PR #2318, opened 2024-01-11
CDPT-1075 CT Rejections Who is making the request page

MeenaModhvadia:
## Description
As a Branston user I want to capture the correct information needed to create a rejected record.  So that I can have all the relevant identifiers and correct information required to make it a valid SAR

## Self-review checklist

* [x] (3) Tests passing

### Related JIRA tickets
https://dsdmoj.atlassian.net/browse/CDPT-1075?


db/structure.sql
```diff
@@ -9,148 +9,6 @@ SET xmloption = content;
 SET client_min_messages = warning;
 SET row_security = off;
 
---
```
vertism, line 12: None of this should be deleted

app/models/case/sar/offender.rb
```diff
@@ -239,6 +241,18 @@ def validate_third_party_address
     errors[:third_party_relationship].any?
   end
 
+  def validate_third_party_email
+    if (third_party || recipient == "third_party_recipient")
+      return if third_party_email.blank?
+
+      third_party_email.split =~ /\A([^@,]+)@([^@,]+)\z/ # regex disallows commas and additional @s
```
vertism, line 248: I don't think you need to use split here.

app/models/case/sar/offender.rb
```diff
@@ -239,6 +241,18 @@ def validate_third_party_address
...
+        errors.add(
```
vertism, line 249: This will always add an error if an email value exists

app/models/case/sar/offender.rb
MeenaModhvadia: Removed split and refactored code

app/models/case/sar/offender.rb
```diff
@@ -239,6 +241,18 @@ def validate_third_party_address
     errors[:third_party_relationship].any?
   end
 
+  def validate_third_party_email
+    if third_party
+      return if third_party_email.blank?
+      unless third_party_email =~ /\A([^@,]+)@([^@,]+)\z/ # regex disallows commas and additional @s
```
vertism, line 247: There's a email validation no case which might be better to copy - https://github.com/ministryofjustice/correspondence_tool_staff/blob/main/app/models/case/base.rb#L967

config/locales/en.yml
```diff
@@ -281,6 +281,8 @@ en:
               blank: cannot be blank
             third_party_address:
               blank: cannot be blank
+            third_party_email:
+              invalid: enter an email address in the correct format, like name@example .com
```
vertism, line 285: There's an extra space that can be removed
```suggestion
              invalid: enter an email address in the correct format, like name@example.com
```

db/structure.sql
```diff
@@ -160,10 +160,10 @@ SET default_table_access_method = heap;
 --
 
 CREATE TABLE public.ar_internal_metadata (
```
vertism, line 162: All these extra spaces should be removed. You should be able to get the original file from main by running
```
git checkout origin/main db/structure.sql
```

spec/models/case/sar/offender_spec.rb
```diff
@@ -328,9 +328,36 @@
...
+
+      it "does not validate email address when there is no email address entered" do
+        kase = build_stubbed :offender_sar_case, third_party: true, third_party_relationship: "Solicitor",
+                                                 third_party_email: "", third_party_company_name: "ABC LLP",
+                                                 recipient: "third_party_recipient"
+
+        expect(kase).to be_valid
+      end
+
+      it "validates email address when there is an email address entered" do
```
vertism, line 356: This test has the same name as a previous one. Also the entered email address is invalid, but is passing.

app/models/case/sar/offender.rb
MeenaModhvadia: This regex breaks the third_party_email validation and browser hangs

vertism: In this commit - https://github.com/ministryofjustice/correspondence_tool_staff/pull/2318/commits/246099428db673eac0996a55b4eca28671fd0155 - you change the attribute to `email` instead of `third_party_email`

app/views/cases/offender_sar/_requester_details_step.html.slim
```diff
@@ -18,8 +18,10 @@
         = f.text_field :third_party_company_name
         = f.text_area  :postal_address, {rows: 4, class: 'address_input'}
         = render partial: 'contacts/open_search_dialogue_button', locals: { search_filters: "solicitor", bespoke_lookup_text: 'find_solicitor_address' }
+        = f.text_field :third_party_email, label_options: { value: 'Email address (optional)' }
```
vertism, line 21: This label can be set in en.yml

spec/controllers/cases/offender_sar_controller_spec.rb
```diff
@@ -415,6 +415,7 @@ def third_party_validations_found(errors)
     expect(errors[:third_party_company_name]).to eq ["cannot be blank if representative name not given"]
     expect(errors[:third_party_relationship]).to eq ["cannot be blank"]
     expect(errors[:postal_address]).to eq ["cannot be blank"]
+    expect(errors[:third_party_email.format).to eq []
```
vertism, line 418: This is causing the rubocop error, but you can probably remove it completely.

config/locales/en.yml
```diff
@@ -54,6 +54,7 @@ en:
         third_party_company_name : "Company name"
         third_party_name : "Full name of the representative"
         third_party_relationship: "Relationship to the subject"
+        third_party_email: "Email address (optional)"
```
vertism, line 57: The value here will also be used in places like the error message (where you don't want the "optional" part to appear. There is also a translation for labels where this should be added.

vertism (approved):

PR #2320, opened 2024-01-31
CDPT-1036: CT Rejection status update case details to include rejection reason

MeenaModhvadia:
## Description
As a Business Support Team member
I want to capture the correct information needed to create a rejected record
So that I can have all the relevant identifiers and correct information required to make it a valid SAR

As a Business Support Team member
I want the rejection case to have a unique DPA number when created
So that I can  provide requestor with a reference, and it doesn't interfere with valid SAR start date

## Self-review checklist

* [x] (3) Tests passing

### Related JIRA tickets
https://dsdmoj.atlassian.net/browse/CDPT-1036


app/models/case/sar/offender.rb
```diff
@@ -408,6 +418,17 @@ def user_dealing_with_vetting
     user_for_vetting
   end
 
+  def next_seq_for_rejected_case_number(received_date)
```
vertism, line 421: This method is not getting called anywhere.

I'm not sure what is being done below is necessary. It should be possible to use the existing method that creates a number in the base class and prefix a letter.

app/models/case/base.rb
```diff
@@ -1030,7 +1030,11 @@ def set_managing_team
   end
 
   def set_number
-    self.number = next_number
+    self.number = if current_state == "rejected"
```
vertism, line 1033: The rejected state only affects Offender SARs, so it's probably best to only make this change in that class. You can override this method as it's a subclass.

app/models/case/sar/offender.rb
```diff
@@ -181,6 +181,7 @@ def searchable_fields_and_ranks
 
   before_validation :ensure_third_party_states_consistent
   before_validation :reassign_gov_uk_dates
+  before_create :set_number
```
vertism, line 184: This callback already happens on the base class

spec/models/case/sar/offender_spec.rb
```diff
@@ -72,6 +72,15 @@
     end
   end
 
+  describe "#set_number" do
+    it "assigns a case number to rejected offender sar" do
```
vertism, line 76: This test does not test the set_number method. You can verify this by making a change to the method - e.g. change the prefix letter from "R" to something else - and seeing that this test still passes.

app/models/case/sar/offender.rb
```diff
@@ -475,5 +475,14 @@ def ensure_third_party_states_consistent
...
+
+  def set_number
+    self.number = if current_state == "rejected"
+                    "R#{next_number}"
+                  else
+                    next_number
+                  end
+  end
+
+  # rubocop:enable Metrics/ClassLength
```
vertism, line 487: I think you can safely delete this rubocop comment

app/controllers/concerns/offender_sar_cases_params.rb
```diff
@@ -38,6 +38,7 @@ def create_offender_sar_params
       :request_method,
       :requester_reference,
       :current_state,
+      :rejected,
```
vertism, line 41: Where is this param used?

MeenaModhvadia: This rejected param is being used in _case_details.html.slim

vertism: The params in this file are used to allow updating of attributes via a form. It's a security measure called Strong Parameters - https://guides.rubyonrails.org/action_controller_overview.html#strong-parameters.

In _case_details.html.slim you are checking the value of an attribute which is an unrelated action.

spec/models/case/sar/offender_spec.rb
```diff
@@ -72,6 +72,17 @@
     end
   end
 
+  describe "#set_number" do
+    let(:case_rejected)  { create(:offender_sar_case, :rejected, received_date: Date.parse("08/02/2024")) }
+
+    it "is composed of prefix R, received date and an incremented suffix" do
```
vertism, line 78: You're only testing the prefix, so the test name needs changing and you also don't need to set the received date or use timecop.

Also, there should be a test for when the case is not rejected.

app/views/cases/offender_sar/_reason_rejected_details.html.slim
```diff
@@ -0,0 +1,4 @@
+tr.rejected_reasons
+  th = t('common.case.rejected_reason') if case_details.rejected_reasons.present?
```
vertism, line 2: Is this check necessary? Can a case be rejected without a reason?

spec/models/case/sar/offender_spec.rb
```diff
@@ -72,6 +72,21 @@
     end
   end
 
+  describe "#set_rejected_prefix" do
+    let(:case_rejected) { create(:offender_sar_case, :rejected) }
+    let(:case) { create(:offender_sar_case) }
+
+    it "is composed of prefix R, received date and an incremented suffix" do
```
vertism, line 79: The test name needs updating

spec/models/case/sar/offender_spec.rb
```diff
@@ -72,6 +72,21 @@
...
+      kase = create :offender_sar_case, :rejected, rejected_reasons: %w[cctv_bwcv]
```
vertism, line 80: You should add the rejected_reasons to the factory instead of here.

spec/views/cases/offender_sar/_case_details_html_slim_spec.rb
```diff
@@ -60,6 +60,23 @@ def login_as(user)
       expect(partial.third_party_name.data.text).to eq "Rick Westor"
       expect(partial.requester_reference.data.text).to eq "FOOG1234"
       expect(partial.third_party_company_name.data.text).to eq "Foogle and Sons Solicitors at Law"
+      expect(partial.third_party_email.data.text).to eq "foogle@solicitors.com"
+    end
+
+    it "displays rejected details if present" do
+      rejected_case = (create :offender_sar_case, :rejected, rejected_reasons: "ID required, Court data request, further identification, police data").decorate
```
vertism, line 67: This is not a valid rejected_reasons which needs to be an array.

spec/views/cases/offender_sar/_case_details_html_slim_spec.rb
```diff
@@ -60,6 +60,23 @@ def login_as(user)
...
+        case_details: rejected_case,
+        link_type: nil,
+        allow_editing: true,
+      }
+
+      partial = offender_sar_case_details_section(rendered)
+
+      # expect(partial.has_selector?("rejected")).to eq true
+      expect(partial.has_selector?(".rejected_reasons")).to eq(true)
+      expect(partial.rejected_reasons.data.text).to eq "ID required, Court data request, further identification, police data"
```
vertism, line 79: You've called it `rejected_reason` in the site_prism file.

MeenaModhvadia: site_prism file?

spec/models/case/sar/offender_spec.rb
```diff
@@ -72,6 +72,19 @@
     end
   end
 
+  describe "#set_rejected_prefix" do
```
vertism, line 75: This describe needs updating

spec/views/cases/offender_sar/_case_details_html_slim_spec.rb
```diff
@@ -60,6 +60,20 @@ def login_as(user)
...
+      rejected_case = (create :offender_sar_case, :rejected)
+      assign(:case, rejected_case)
+      render partial: "cases/offender_sar/case_details", locals: {
+        case_details: rejected_case,
+        link_type: nil,
+        allow_editing: true,
+      }
+
+      partial = offender_sar_case_details_section(rendered)
+      expect(partial.rejected_reason.data.text).to eq "[further identification]"
```
vertism, line 76: This will need changing. An array is not what you are expecting

app/helpers/cases_helper.rb
```diff
@@ -236,6 +236,11 @@ def action_button_for(event)
               case_cover_page_path(@case),
               id: "action--preview-cover-page",
               class: "button-secondary"
+    when :information_received
+      link_to "Information received",
+              "",
```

*What the exercise asks:* Search the material for lines holding the word "which", then say how many there are and nothing more.

*Exercise response:* 3